Copy out all lines of the listing below that hold "strange".
○ ○ ○ ○ ○
PR #2334, opened 2025-07-07
feat(Accordion): add accordion component

KostyaAvtushko:


src/components/Accordion/AccordionContext.tsx
```diff
@@ -0,0 +1,117 @@
...
+    React.useEffect(() => {
+        if (controlled) {
+            setItems((prev) => {
+                if (!_isEqual(prev, value)) {
+                    onUpdate(value);
+                }
+
+                return value;
+            });
+        }
```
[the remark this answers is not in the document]
KostyaAvtushko: Should I remove onUpdate here? May be its useless

src/components/Accordion/Accordion.tsx
```diff
@@ -0,0 +1,86 @@
...
+            value={value as AccordionValue<Multiple>}
+            controlled={'value' in props}
+            ariaLevel={ariaLevel}
+        >
+            <div
+                className={accordionBlock({size, view}, className)}
+                data-qa={qa}
+                ref={ref}
+                role="region"
+                aria-label="Accordion"
```
ogonkov: That should be in i18n, and i guess users could want to override this value

src/components/Accordion/AccordionItem/AccordionItem.scss
```diff
@@ -0,0 +1,77 @@
+@use '../../variables';
+@use '../../../../styles/mixins';
+
+$block: '.#{variables.$ns}accordion-item';
+
+@mixin accordion-item-trigger($size) {
+    .g-disclosure__trigger {
```
ogonkov: It's better to pass own classname for this element, overriding styles of other components could lead to problems with styles maintaining in future

KostyaAvtushko: Thanks! I'll remove all g-disclosure mentions from the accordion styles

src/components/Accordion/Accordion.tsx
```diff
@@ -0,0 +1,86 @@
...
+    multiple: Multiple;
+    className: string;
+    arrowPosition: AccordionArrowPosition;
+    defaultValue: AccordionValue<Multiple>;
+    value: AccordionValue<Multiple>;
+    onUpdate: (value: AccordionValue<Multiple>) => void;
+    children: React.ReactElement<AccordionItemProps>[] | React.ReactElement<AccordionItemProps>;
+    ariaLevel: number;
+}> &
+    QAProps;
```
ogonkov: Can we move types to `Accordion/types.ts` file?

src/components/Accordion/AccordionSummary/AccordionSummary.scss
```diff
@@ -0,0 +1,40 @@
...
+    #{$block}__trigger {
+        @if $size == 's' or $size == 'm' {
+            @include mixins.text-subheader-1();
+        }
+        @if $size == 'l' or $size == 'xl' {
+            @include mixins.text-subheader-2();
+        }
+        display: flex;
+        justify-content: space-between;
+        width: 100%;
```
ogonkov: This is the common styles for trigger, i guess it would be better to set them separately from size modifiers to single rule

src/components/Accordion/__tests__/Accordion.test.tsx
korvin89, line 1: Suggestions for unit tests:
- remove all tests that are covered by screenshot testing:
  - `render accordion by default`
  - `render with given "%s" size`
  - `render accordion items with summary prop`
- remove class names usage, wherever possible, it is better to use a text search or a `qa` attribute

src/components/Accordion/types.ts
```diff
@@ -0,0 +1,26 @@
...
+
+type AccordionSize = 's' | 'm' | 'l' | 'xl';
+type AccordionView = 'solid' | 'top-bottom';
+type AccordionArrowPosition = 'start' | 'end';
+
+export type AccordionValue<Multiple extends boolean> = Multiple extends true
+    ? string[]
+    : string | undefined;
+
+export type AccordionProps<Multiple extends boolean = false> = Partial<{
```
korvin89: I suggest to remove the `Partial` here and using the `?:` notation to specify optional fields, this is how the types for the remaining components are described

src/components/Disclosure/Disclosure.tsx
```diff
@@ -40,6 +41,8 @@ export interface DisclosureProps extends QAProps {
     keepMounted?: boolean;
     /** Callback fired when the expand/collapse state is changed  */
     onUpdate?: (expanded: boolean) => void;
+    /** Callback fires on keyboard events when summary is focused */
+    onKeyDown?: (e: React.KeyboardEvent<HTMLButtonElement>) => void;
```
korvin89: Maybe `onSummaryKeyDown`?

src/components/Accordion/AccordionContext.tsx
```diff
@@ -0,0 +1,114 @@
...
+        size,
+        view,
+        multiple,
+        defaultValue,
+        onUpdate,
+        value,
+        controlled,
+    } = props;
+
+    const [items, setItems] = React.useState<AccordionValue<Multiple>>(
```
korvin89: Lets use [useControlledState](https://github.com/gravity-ui/uikit/blob/a16a44755a472bf4be4e57a6bad35db6a8e025f0/src/hooks/useControlledState/useControlledState.ts#L3) hook here

src/components/Accordion/Accordion.tsx
```diff
@@ -0,0 +1,64 @@
...
+    return (
+        <AccordionProvider
+            size={size}
+            view={view}
+            multiple={multiple}
+            arrowPosition={arrowPosition}
+            onUpdate={onUpdate}
+            defaultValue={defaultValue as AccordionValue<Multiple>}
+            value={value as AccordionValue<Multiple>}
+            controlled={'value' in props}
```
korvin89: I think u don't need `controlled` property in case of using `useControlledState`

src/components/Accordion/AccordionContext.tsx
```diff
@@ -0,0 +1,114 @@
+import * as React from 'react';
+
+import _isEqual from 'lodash/isEqual';
```
korvin89: Lets remove underscore, it confuses typescript

src/components/Accordion/utils.ts
```diff
@@ -0,0 +1,35 @@
+import type {AccordionValue} from './types';
+
+export function updateAccordionItemsApi<Multiple extends boolean>(
```
korvin89: It looks like a complicated and unnecessary abstraction. That is, in fact, from these utilities you only need to be able to collect the next `value`, it is better to do everything else in place (in `AccordionContext.tsx`), without hiding the logic of calling callbacks in utilitarian methods. Now you have a method that collects a new `value`, calls the callback and returns this `value` after calling the callback

src/components/Accordion/AccordionItem/AccordionItem.scss
```diff
@@ -0,0 +1,59 @@
...
+        }
+        @if $size == 'xl' {
+            padding: var(--g-spacing-0) var(--g-spacing-5) var(--g-spacing-5) var(--g-spacing-5);
+        }
+    }
+}
+
+#{$block} {
+    &_disabled {
+        .g-disclosure__trigger {
```
korvin89: Lets expand `Disclosure` public interface to avoid class names usage

src/components/Accordion/AccordionItem/AccordionItem.tsx
```diff
@@ -0,0 +1,152 @@
...
+import {AccordionSummary, isAccordionSummaryComponent} from '../AccordionSummary/AccordionSummary';
+import {
+    accordionDetailsBlock,
+    accordionItemBlock,
+    accordionSummaryTriggerBlock,
+} from '../constants';
+
+import './AccordionItem.scss';
+
+export type AccordionItemProps = Partial<{
```
korvin89: Lets use `?:` notation instead of `Partial`

src/components/Accordion/AccordionItem/AccordionItem.tsx
```diff
@@ -0,0 +1,152 @@
...
+            }
+        },
+        [isControlled, isDefault, onUpdate, updateItems, value, id],
+    );
+    return {id, isExpanded, handleUpdate};
+}
+
+function prepareChildren(children: React.ReactNode, qa?: string) {
+    const items = React.Children.toArray(children);
+    let summary, details;
```
korvin89: Let's explicitly specify the expected types of variables here

src/components/Accordion/AccordionContext.tsx
```diff
@@ -0,0 +1,114 @@
...
+        >
+    > {
+    multiple: Multiple;
+    value: AccordionValue<Multiple>;
+    defaultValue: AccordionValue<Multiple>;
+    onUpdate: (value: AccordionValue<Multiple>) => void;
+    controlled: boolean;
+}
+
+const AccordionAttributesContext = React.createContext<
```
korvin89: Why is it called `Attributes`? It seems you can just leave the `AccordionContext`

src/components/Accordion/AccordionContext.tsx
```diff
@@ -0,0 +1,114 @@
...
+    );
+}
+
+export function useAccordionAttributes() {
+    const state = React.useContext(AccordionAttributesContext);
+
+    return state;
+}
+
+export function useAccordionItems() {
```
korvin89: Why do I need this hook? It's a little bit strange that you define the context from above, but in fact you only use it in `AccordionItem.tsx'. Plus, it's not clear why you should introduce a second context.

src/components/Accordion/AccordionItem/AccordionItem.tsx
```diff
@@ -0,0 +1,152 @@
...
+    value,
+    onUpdate,
+}: {
+    expanded?: boolean;
+    defaultExpanded?: boolean;
+    value?: string;
+    onUpdate?: (next: boolean) => void;
+}) {
+    const id = useUniqId();
+    const {items, updateItems} = useAccordionItems();
```
korvin89: Using `useAccordionItems` makes it harder to read the code:
- `items` are only needed to define the `IsExpanded`, this can be done outside the `AccordionItem`
- it is better to define `updateItems` either in the general context or in the `Accordion`

src/components/Accordion/AccordionItem/AccordionItem.tsx
```diff
@@ -0,0 +1,152 @@
...
+        if (isControlled) return expanded;
+        if (isDefault) return false;
+        if (Array.isArray(items)) return items.includes(value ?? id);
+        return items === (value ?? id);
+    }, [isControlled, isDefault, expanded, items, value, id]);
+
+    const handleUpdate = React.useCallback(
+        (next: boolean) => {
+            onUpdate?.(next);
+            if (!isControlled && !isDefault) {
```
korvin89: And how should it work for a controlled state?

src/components/Accordion/AccordionSummary/AccordionSummary.scss
```diff
@@ -0,0 +1,43 @@
+@use '../../variables';
+@use '../../../../styles/mixins';
+
+$block: '.#{variables.$ns}accordion-summary';
+
+@mixin accordion-item-trigger-header($size) {
+    #{$block}__trigger {
```
korvin89: Why wrap another selector with a class in a mixin? This makes it difficult to read the styles. In a good way, this should be described in the `&__trigger` block

src/components/Accordion/AccordionSummary/AccordionSummary.tsx
```diff
@@ -0,0 +1,88 @@
...
+
+    const handleKeyDown = (e: React.KeyboardEvent<HTMLButtonElement>) => {
+        if (
+            e.key === KeyCode.ARROW_DOWN ||
+            e.key === KeyCode.ARROW_UP ||
+            e.key === KeyCode.HOME ||
+            e.key === KeyCode.END
+        ) {
+            e.preventDefault();
+            const accordionContainer = e.currentTarget.closest('.g-accordion');
```
korvin89: But here (and below) it seems to be a good place to use context - you can put links to all the necessary refs in it and avoid using the native dom api

src/components/Accordion/AccordionSummary/AccordionSummary.tsx
```diff
@@ -0,0 +1,88 @@
...
+            if (!accordionContainer) return;
```
korvin89: It's strange that eslint missed this, we always write the entire construction with curly braces

src/components/Accordion/AccordionContext.tsx
KostyaAvtushko: I copied the idea of two contexts, and hooks, from DisclosureContext. Thanks for noticing, I'll fix that

src/components/Accordion/AccordionContext.tsx
```diff
@@ -0,0 +1,148 @@
...
+    );
+
+    const summaryRefsRef = React.useRef<Map<string, AccordionSummaryRef>>(new Map());
+
+    React.useEffect(() => {
+        if (!Array.isArray(items) && multiple) {
+            setItems((items ? [items] : []) as AccordionValue<Multiple>);
+            return;
+        }
+    }, [multiple]);
```
korvin89, line 88: Lets add missing dependencies here (`items` and `setItems`)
○ ○ ○ ○ ○
» Finished exercise:
korvin89: Why do I need this hook? It's a little bit strange that you define the context from above, but in fact you only use it in `AccordionItem.tsx'. Plus, it's not clear why you should introduce a second context.
korvin89: It's strange that eslint missed this, we always write the entire construction with curly braces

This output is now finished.